‘Brain-boosting’ supplements may contain unapproved drugs, study says


Some “brain boosting” supplements may contain drugs not approved by the Food and Drug Administration in potentially dangerous combinations and doses, a study published Wednesday finds.

Among the supplements billed as “nootropics” or “smart drugs” — which promise improvements in mental focus and memory — are some that contain not only the unapproved drugs included on the label, but also unapproved pharmaceuticals that aren’t even listed, according to the study published in Neurology Clinical Practice.

The pills, experts say, may therefore be risky to take.

“We don’t know how these drugs will affect human health,” said the study’s lead author, Dr. Pieter Cohen, an associate professor at the Harvard School of Medicine and a general internist at Cambridge Health Alliance. “In some cases, there is a mixture of drugs combined in the same product that have never been tested together.”

The specific compounds the researchers focused on are approved in other countries, though not in the United States, Cohen said. But the doses on some of the labels were three times higher than what is recommended in those countries. And testing showed that the doses in some cases were even higher than what was listed on the label, he said.

“The thing about every compound, regardless of where it comes from, is that too much can kill you,” he said. “Even caffeine, one of the safest compounds, can kill you if the dose is high enough.”

To take a closer look at supplements touting improvements to cognition, Cohen and his colleagues searched two databases, the National Institute of Health’s (NIH) Dietary Supplement Label Database and the Natural Medicines Database for products listing four unapproved drugs as ingredients: omberacetam (also known as Noopept), aniracetam, oxiracetam or phenylpiracetam.

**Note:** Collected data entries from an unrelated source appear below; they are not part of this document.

PR #834, opened 2018-12-06
Bug fix, add expanded folder name to old key in ScheduleDownstream.

gnott:
end2end testing is failing on `ScheduleDownstream`, the origin key name is wrong. Adding back the expanded bucket folder name to the origin key so the copy operation will work.


gnott:
Bug fix to code in PR https://github.com/elifesciences/elife-bot/pull/833

PR #986, opened 2019-11-22
Decision letter parsing via letterparser_provider

gnott:
Very similar to draft PR https://github.com/elifesciences/elife-bot/pull/973 that was green and previously approved.

The differences here are
- updated to use the latest `letterparser` library sha, which now specifies a default Docker image name for calling pandoc
- changed the `letterparser_provider.py` to call `parse_file()` instead of the more specific call that just invoked the docker method of pandoc
- changed the test to pass a blank config dict, which will cause the default Docker image to be used

This is more generic than the last, which allows the local `pandoc` executable to be used if present, otherwise Docker is used.

(to note, I am undecided yet whether you should be able to explicity call pandoc via Docker even if you _do_ have `pandoc` available, but that situation hasn't yet presented itself and I think it is too early to think that far ahead).


provider/letterparser_provider.py
```diff
@@ -0,0 +1,16 @@
...
+
+IDENTITY = "process_%s" % os.getpid()
+LOGGER = log.logger("letterparser_provider.log", 'INFO', IDENTITY, loggerName=__name__)
+
+
+def parse_file(file_name, config):
+    try:
+        return parse.parse_file(file_name, config)
+    except docker.errors.APIError:
+        LOGGER.info('Error connecting to docker')
```
giorgiosironi: if this happens nothing is returned? Add a `raise`?

giorgiosironi: (that will re-raise the original exception)

giorgiosironi: (this is what I mean: https://stackoverflow.com/a/24623518/91590)

gnott: In the end it will return `None`, and with no parsed data, nothing will be produced. I am not against `raise` here, but it will eventually be handled in a graceful way. I think any non-Docker exceptions would be raised here. The robustness of this function may be enhanced later too as the workflow logic is built.

I will `raise` for now so we can potentially get this PR merged and create new PRs.

giorgiosironi: I can't say much without seeing the caller. Would it have to check the return value with an `if`?

gnott: There's a different option to parse a `.docx` in the `letterparser` library that is basicaly a one-step call. It illustrates how I should probably check how that would respond to bad data or exceptions in the library itself. I think `parse_file()` here in this provider would possibly not be used _per se_, maybe for debugging purposes or lower level operations if chosen.

giorgiosironi: What isn't clear is where the data go if there is no return value and no output arguments?

gnott: I remember in the past sometimes linters complain when there is a return statement that is not required, but it doesn't complain if I add `return None` to this one. I will add that too.

gnott: In latest commit https://github.com/elifesciences/elife-bot/pull/986/commits/2799288eb87cb8dd728c68dac955ab1101c3c2af I hope it looks better. It raises the specific docker exception, and has tests for that and for if a different exception is raised when trying to parse.

It looks like nothing is returned if an exception if raised.

gnott:
This PR, based on an earlier approved one, is a small amount of code, and has gone through a round of review and revision. I'm not in a hurry to merge it, but it is blocking further development of this workflow, so I will merge it now, and we can revise it later as required.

The search by Cohen and his colleagues turned up 10 supplements, which the researchers bought and tested using a technique called mass spectroscopy. Some contained not only one or more of the four unapproved drugs, but also several other unapproved pharmaceuticals that weren’t listed on the products’ labels, meaning people taking the supplements would have no way of knowing what they were putting in their bodies.

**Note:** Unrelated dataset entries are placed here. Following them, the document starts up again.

PR #987, opened 2019-12-04
Letterparser config

gnott:
Re issue https://github.com/elifesciences/issues/issues/5233 to use pandoc docker image.

Following a similar pattern to how this project loads the `crossref.cfg` config file, the file name and config section is specified in `settings.py`, and that is loaded by the provider.

Also updated to use the latest `letterparser` and `elifearticle` libraries, which are not specifically related to loading a config, but newer is better for future development of the activities and workflow.

I hope it is ok I add you as a reivewer @giorgiosironi, if you choose to review.

### DIFF
--- a/settings-example.py
+++ b/settings-example.py
@@ -159,6 +159,10 @@ class exp():
     packagepoa_config_file = 'packagepoa.cfg'
     packagepoa_config_section = 'elife'
 
+    # Decision letter parser
+    letterparser_config_file = 'letterparser.cfg'
+    letterparser_config_section = 'elife'
+
     # PubMed FTP settings
     PUBMED_FTP_URI = ""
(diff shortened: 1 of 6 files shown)


settings-example.py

One of those unlisted pharmaceuticals, picamilon, is a drug that is approved in other countries to block seizures, Cohen said. Another, phenibut, is approved in Russia and is also an antiseizure medication. This drug, Cohen added, is known to be addictive.

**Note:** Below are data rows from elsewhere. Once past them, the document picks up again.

Issue #983, opened 2019-11-20
Workflow definition refactoring and default values


gnott:
Suggested in comment https://github.com/elifesciences/elife-bot/pull/981#discussion_r348386220

The bulk of a workflow definition is a long list of JSON values, one for each activity along with values for various SWF timeout and workflow values. Often the values used are the defaults: five minutes for timeouts and some other values that rarely change.

These could be refactored to reduce the amount of code in each workflow definition, and making it easier to see when the default values are overridden.

- [x] Add to the base `Workflow` object some logic for workflow definition defaults
- [x] ~Consider to use the default values as specified in the particular activity objects as the default values for timeouts (if not otherwise specified in a workflow definition)~ - Answer: not going to do this for now, because workflows can independently set the timeout values, and they may not always match what the default timeout values are specified on the activity itself
- [x] Establish a clear and simple way to override values, when needed, for example in `VerifyGlencoe` the activity has a timeout of 5 minutes, but in the `IngestArticleZip` workflow we give it 15 minutes
- [x] To note: in SWF you must define a default value in order to register an activity, but you can then specify different values for that activity when it is run as part of a workflow execution.

gnott:
The majority of tidying up is done, and I will close this ticket.

PR #990, opened 2019-12-14
Ingest decision letter workflow, starter, S3 notification

gnott:
A start on issue https://github.com/elifesciences/elife-bot/issues/965, this addresses the first five checkboxes.

To build out the workflow in small bites, this PR defines the workflow, its starter, and starts a workflow execution after an S3 notification comes into the message queue.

Cohen didn’t disclose the names of the supplements he and his colleagues scrutinized.

Unlike pharmaceuticals, supplements aren’t strictly regulated by the FDA.

While pharmaceutical companies must prove to the FDA that newly developed drugs are safe and effective for their intended use before they are marketed to consumers, current laws do not require the same for supplements. The FDA may take action against a supplement maker after a product is on the market if it is mislabeled or contains unapproved drugs.

The new study adds to the list of supplement categories that have been shown to contain actual drugs, said Dr. Melinda Ring, executive director of the Osher Center for Integrative Medicine at Northwestern University’s Feinberg School of Medicine.

Earlier studies turned up three categories of supplements — those for sex enhancement, body building and weight loss — that were most likely to be contaminated by actual drugs, she said.

“This adds cognitive enhancement, brain boost, to the list,” Ring said. “People considering them, as well as health professionals if they know a patient is taking them, should be cautious.”

The study underscores “the importance of working with a health professional who can help guide the patient to reputable supplements rather than patients trying to do this on their own, particularly when it comes to supplements in this category,” she said. “Just because these ‘smart drugs’ are in a natural product doesn’t mean there is no risk. The compounds can have adverse effects.”